US futures
Dow futures +0.65% at 30138
S&P futures +0.78% at 3700
Nasdaq futures +1% at 11242
In Europe
FTSE +1% at 7115
Dax +1% at 13800
Euro Stoxx +1.22% at 3467
Fed willing to risk a recession
US stocks are pointing to a higher open but are still set for steep losses across the week. Plenty of action from central banks across the week has raised recession fears.
Central banks have shown that they are not afraid to tighten monetary policy aggressively in order to bring inflation lower, even if that means a recession.
Whilst we are seeing some bargain hunters out today, the move higher is not convincing. The market is still looking for those elusive signs of passed peak inflation in order to be able to pull itself higher.
Meanwhile, recession fears are likely to be the main driver over the coming weeks. As long as inflation is rising, central banks will tighten, and growth will slow.
Looking ahead, Federal Reserve Chair Jerome Powell is due to speak. Investors will be watching for any further comments regarding policy. US industrial production data is expected to show 0.4% rise MoM, down from 1.1%
In corporate news:
Alibaba rises pre-market on news that ANT has a financial holding company approved, as it emerges from the regulatory crackdown. Alibaba has a 33% stake in ANT.

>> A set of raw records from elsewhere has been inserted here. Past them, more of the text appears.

PR #521, opened 2016-05-06
Updating the about.yml

harrisj:
Noticed a few team-members weren't in there so I wanted to change it, but is there anything else we should be tweaking in here?

### DIFF
--- a/.about.yml
+++ b/.about.yml
@@ -49,7 +49,7 @@ team:
 
 - github: adelevieb
   id: Alan DeLevie
-  role: Lead Developer
+  role: Developer
 
 - github: harrisj
   id: Jacob Harris
@@ -61,7 +61,7 @@ team:
 
 - github: gemfarmer
   id: Brian Hedberg
-  role: Lead Frontend Designer
+  role: Front End Designer
 
 - github: andrewmaier
   id: Andrew Maier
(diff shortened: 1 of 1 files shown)


adelevie:
I don't love being labeled as "lead developer" (like ... I'm not), so we can change that just to "developer".

gemfarmer:
@harrisj similarly I can just be `Front End Designer`.
Also, should Alla and Duane be removed if they have helped on the project in the past? Is the point here to generate a list of current devs or project participants?

harrisj:
I will make those edits, but in some cases it's just what was in there before, @adelevie

I will admit I am not entirely sure if this is meant to represent the current team of the project or everybody who has worked on the project at some time, but the about_yml cheatsheet says `Who are the team members on your project? `

It would be nice if we had an `alumni` section

gemfarmer:
should @mtorres253 's role be `lead` instead of [`Project Manager`](https://github.com/18F/micropurchase/pull/521/files#diff-5b2628df36d3e851221d184cc28347b4R44)?

harrisj:
Noticed that @gemfarmer has asked the about_yml project about how to indicate past team members https://github.com/18F/about_yml/issues/88

gemfarmer:
yes, thanks @harrisj for cross-referencing

gemfarmer:
@harrisj just noticed [this](https://github.com/18F/micropurchase/blob/amend-about-yml/.about.yml#L141). Is @allalala still the point of contact? or is it @mtorres253 now?

mtorres253:
Just made myself point of contact. Everything else looks good to me.

PR #523, opened 2016-05-08
Sometimes, things have to get worse before they get better

jessieay:
* Attempt at refactoring presenters and view objs
* Strategy, per Kane suggestion: dump everything into one class
* Let objects emerge from that class rather than trying to disentangle
  existing objects related to auctions/bids
* I realize that this commit makes everything worse. But this is the
  step in making things better!
* This is what I did on my flight from DCA to SFO on Friday. 💇 🍔 💯


harrisj:
Much as I appreciate the sentiment I think we might have to wait on this one until we have a week of refactoring clearance for the project. i suppose we could just keep tweaking on a separate branch but the we are coding against master, develop and this branch and that's hard. What are the best agile approaches for large refactors?

mtorres253:
Let's talk about this in grooming. Want to not ignore the refactoring needs
as we progress.

jessieay:
>  What are the best agile approaches for large refactors?

The tests are all passing here, so I would consider the functionality to be the same as it was pre-refactor, just with different code making it run under the hood. Deleted tests were modified / moved for new objects where applicable.

If we are not confident that the tests passing means the app functionality is still in tact, perhaps we can talk about places where our test coverage is weak so we can address that?

I tried to make this commit as small as possible. Certainly it is just one step along a path of refactors, which is why I opened it now rather than waiting for the next level of extracting objects from `Auction` and `Bid`.

Would love technical feedback from @baccigalupi as well since she suggested this approach when I mentioned wanting to refactor to View model / presenter layer but feeling overwhelmed with refactoring those abstractions.

jessieay:
@harrisj to actually answer your question about "best practices" here are my general rules for refactor PRs:

- under 500 changes (breaking that rule here, obv, but couldnt' find a way around it. Luckily, most changes are deletions so most of the code doesn't actually need to be reviewed...since it's gone)
- green test suite

I do think it makes more sense to merge this rather than maintain it is a separate branch for some indefinite amount of time. 

If we want to merge it after the existing open PRs are merged in order to prevent crazy merge conflicts, I am totally on board with that.

.rubocop.yml
```diff
@@ -23,7 +24,7 @@ Metrics/ClassLength:
   Description: Avoid classes longer than 100 lines of code.
   Enabled: true
   CountComments: false
-  Max: 100
+  Max: 200
```
baccigalupi: I wouldn't change this, just exclude this work temporarily from the rule. Also the Description is now out of date

baccigalupi:
I am with Jessie about keeping refactors small instead of scheduling a big block of time for the change-the-world bang. Also, if tests are passing, it should be good to go ... or there is a problem with test confidence that needs to be understood and fixed ... like she said.

When I was talking about collapsing all the complexity into one object (or one object per view), I was thinking of a mega view model, not collapsing things into the AR models. I am a believer that life in Rails is best when there is nothing but relationships in the AR classes.

It seems like I didn't really understand the extent to which view and domain logic was mixed up in these objects.

There might be a better first step to taking apart the increasing PORO complexity, like figuring out which things are _currently_ needed outside the view.

Sorry if my remote advice keeps making this application harder to work on :(

harrisj:
I apologize if my remarks seemed out of place or if I was impugning the motivations/quality of the work. I think these are admirable goals and I like breaking it up into smaller commits with green tests passing like you have done. But I think there is an implicit assumption that this commit would be followed very soon after by some other commits to make things better and I just want to make sure we'd have a little room to do that.

harrisj:
And yes, let's rebase and merge after the other ones.

I guess my main question is, should we have some sort of epic or label to organize the pull requests and issues around? And how much should we try to name some future technical debt cleanup in advance? (ie, renaming multi_bid/single_bid template files to something else more consistent)

jessieay:
> When I was talking about collapsing all the complexity into one object (or one object per view), I was thinking of a mega view model, not collapsing things into the AR models. I am a believer that life in Rails is best when there is nothing but relationships in the AR classes.

The issue I was seeing with the way our current code is set up is that we are already highly dependent on the `Auction` AR class, it's just less obvious because we are dependent via delegation.

This is what we current do: decorate an `Auction` instance with `AuctionPresenter`, pass `AuctionPresenter, along with the `current_user` to `AuctionViewModel`, then pass that `AuctionViewModel` instance to the view.

Even though it *looks* like we are using `AuctionViewModel`, we're actually using methods from `AuctionViewModel` + `AuctionPresenter` + `Auction` in the view. Since we're delegating down to `Auction`, it felt like dumping stuff there, at least temporarily, was the Most Obvious Thing. If we try to bring everything up to `AuctionViewModel` as a short term solution, I am not 100% clear on why that is better (neither choice feels great, so why is that less bad?)

> There might be a better first step to taking apart the increasing PORO complexity, like figuring out which things are currently needed outside the view.

Agree, this approach was a kind of "burn down the house" approach. I was feeling frustrated by my inability to reason about our current hierarchy so I went crazy deleted a bunch of stuff the code functionality more obvious. It might be more responsible / easy to review if I do it in smaller chunks.

>  should we have some sort of epic or label to organize the pull requests and issues around? And how much should we try to name some future technical debt cleanup in advance?

I first noticed the issue with this code when refactoring how we calculate `winning_bid`

harrisj:
I am the person who is responsible for that ugly `ViewModel::Auction` class. I created it because I wanted to solve a few issues:

1. There were some methods that were only used in views (like `show_bid_button?`) but not confined to a single view.
2. I wanted to bind methods to the current_user (available in the view models) so I could eliminate the need to pass in current_user in ERB files

That said, it created another level of delegation and a bit of duplication of method names (one with a user argument in the Presenter and one without). I would like a better option too. I hope we can discover it together.

jessieay:
In grooming today we decided to do more incremental refactors. Closing this for now and will open some smaller Prs based on the work here

Issue #501, opened 2016-04-29
Vendor sees auction start/end times and delivery time in ET when viewing new auction details


mtorres253:
As a vendor, before an auction goes live, I want to be able to see auction details containing the start and end date of the bidding as well as the delivery date, so that if I am interested in an auction, I can plan to bid on it.

Scenario: Vendor views auction details before the auction is live
Given I am an authenticated vendor
And there is an auction where bidding has not yet started
When I view the details page of an auction (https://micropurchase.18f.gov/auctions/[number]
Then I should see when bidding starts and ends in ET
And I should see the delivery deadline in ET

harrisj:
Should I make these separate features (do you want a whole story for them) or should I add these as assertions to our existing cucumber stories for viewing the auction details?

harrisj:
For reference, here are some stories that look at auctions already:

* https://github.com/18F/micropurchase/blob/develop/features/auctions.feature
* https://github.com/18F/micropurchase/blob/develop/features/bidding.feature

We could consider if these should be constructed better and if I should add some steps to them. Or I could add new features too.

harrisj:
Also, do we have a mockup for showing the delivery deadline on the page? Or am I just to do that?

harrisj:
Closing since this was merged

Issue #512, opened 2016-05-03
Vendor sees start/end times and delivery time for auction where bidding has ended, but has not yet been delivered


mtorres253:
As a vendor who is registered on the micropurchase platform, even though no more bids are being accepted, I still want to see the start time and end time of the auction, as well as the delivery date, so that I can get an idea of how auctions are generally set up, or, if I'm the winner, so that I can see when I need to deliver the work.

Scenario: Vendor looks at auction details page after the auction bidding ends
Given I am an authenticated vendor
And there is an auction where bidding has ended
When I go to the details page for that auction
Then I should see the bidding start and end date as well as the delivery deadline, in ET

harrisj:
This was referenced in PR #524 which has been merged

Issue #511, opened 2016-05-03
Vendor sees auctions start/end times and deliver times in ET for current auctions


mtorres253:
As a vendor who is interested in bidding on an auction, after the auction starts, I want to see when it started, when it will end and the delivery date, so that I can plan my bid, so the system should show me these dates clearly.

Scenario: Vendor views details page for an auction during its bid period
Given I am an authenticated vendor
And there is an auction where bidding has started and has NOT ended
When I view the details page of an auction (https://micropurchase.18f.gov/auctions/[number]
Then I should see in ET when bidding started and will end
And I should see the delivery deadline in ET

harrisj:
This was referenced in PR #524 which has been merged

PR #524, opened 2016-05-09
Display times as EDT on auction detail page

harrisj:
This is an implementation of #501 with a little bit of additional work:

* I did not implement additional scenarios for this issue, but just changed the implementation of existing Cucumber features.
* Renames the `starts_in` and `starts_at` methods to be clearer
* Cleans up some duplication of code for relative time display

Note there is still some duplication between `relative_end_time` and `relative_time_left` as well as the need for some tests for these time display methods. I just wanted to put this here now so @mtorres253 could see it.


adelevie:
so far so good!

harrisj:
I think this closes three issues:

* Closes #501 
* Closes #511 
* Closes #512 

But I need to check. I did not actually implement the cucumber features from there, but fixed the implementations of existing scenarios/stories. Is this acceptable, @mtorres253?

features/step_definitions/auction_steps.rb
```diff
@@ -132,14 +145,23 @@
   expect(page).to have_content("You are currently not the winning bidder.")
 end
 
-# Fix me (look for specific date in there)
 Then(/^I should see when the auction started$/) do
-  expect(page).to_not have_content("Auction ended at:")
+  expect(page).to have_text(
+                    DcTimePresenter.convert_and_format(@auction.start_datetime))
```
gemfarmer: it looks like there is some extra whitespace here.

spec/presenters/dc_time_presenter_spec.rb
```diff
@@ -32,7 +32,15 @@
 
     context 'when it is a time' do
       it 'should convert to a reasonable string' do
-        expect(converter.convert_and_format).to eq("April 01, 2001 06:15:00 AM")
+        expect(converter.convert_and_format).to eq("April 01, 2001 06:15:00 AM EDT")
```
gemfarmer: Should this be `EST` instead of `EDT`?

spec/presenters/dc_time_presenter_spec.rb
```diff
@@ -32,7 +32,15 @@
...
+      end
+
+      context 'when we are in daylight saving time' do
+        let(:time) { Chronic.parse('12/1/2010 6:15am').utc }
+        
+        it 'should handle daylight saving time correctly' do
+          expect(converter.convert_and_format).to eq("December 01, 2010 06:15:00 AM EST")
```
gemfarmer: Should this be `EDT` instead of `EST`?

features/step_definitions/auction_steps.rb
harrisj: Spacing things to make Rubocop happy

spec/presenters/dc_time_presenter_spec.rb
harrisj: Nope, it's EDT for spring/summer/fall and EST for winter

app/presenters/auction_presenter.rb
```diff
@@ -89,20 +89,24 @@ def bid_count
...
+  end
+
+  def relative_start_time
     time_in_human(model.start_datetime)
   end
 
-  def ends_in
-    time_in_human(model.end_datetime)
+  def relative_time_left
+    "#{distance_of_time_in_words(Time.now, model.end_datetime)} left"
```
jessieay: thoughts on `Time.current` (alias for `Time.zone.now`) instead of `Time.now`? The former takes into account the timezone. http://winstonyw.com/2014/03/03/time_now_vs_time_zone_now/

app/views/auctions/show.html.erb
```diff
@@ -39,6 +39,12 @@
         <p class="auction-label"><%= @view_model.auction_start_label %></p>
         <p class="auction-label-info"><%= @view_model.auction_formatted_start_time %></p>
       </div>
+      <% if @view_model.auction_has_delivery_deadline? %>
```
jessieay: can we write this method in a way that prevents the need for a conditional in the view?

features/step_definitions/auction_steps.rb
jessieay: woof that is annoying -- which rule is enforcing this spacing?

app/presenters/auction_presenter.rb
```diff
@@ -89,20 +89,24 @@ def bid_count
     bids.size
   end
 
-  def starts_at
+  def formatted_start_time
     DcTimePresenter.convert_and_format(model.start_datetime)
```
jessieay: thoughts on putting `DcTimePresenter.convert_and_format` into a private method so we can re-use it for these three methods rather than calling it each time?

jessieay:
yay very excited for this!

app/presenters/auction_presenter.rb
harrisj: We could, but I think I might consider such things for future PRs

app/presenters/auction_presenter.rb
harrisj: I didn't know about that. It looks like it doesn't affect the calculations, so sure...

app/views/auctions/show.html.erb
harrisj: Well, the method would return `&nbsp;` if the delivery_deadline is not set, but the label would still be there.

features/step_definitions/auction_steps.rb
harrisj: Line length

harrisj: Okay, my bad...

spec/presenters/dc_time_presenter_spec.rb
gemfarmer: 👍

jessieay:
look great! mergin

Twitter rises after Elon Musk says that he is still committed to the bid for the social media platform.
Where next for the Nasdaq?
The Nasdaq continues to trend lower, creating a series of lower lows and lower highs. The chart is bearish and whilst the RSI remains out of oversold territory there could be more downside to come. Sellers need to break below 11035 yesterday’s low to open the door to 10680 the September 2020 low. Buyers will be looking for a move over 11480 the May 20 low and 11650 the May 12 low to expose the 20 sma at 12145.

FX markets – USD rises, JPY tumbles.
USD is rising after steep losses yesterday. The greenback is rebounding even as treasury yields head lower. Attention is now shifting to a speech by Powell later today. Despite today’s fall the USD index is on track to book gains across the week after the Fed hiked rates by 75 basis points and signaled more hikes to come.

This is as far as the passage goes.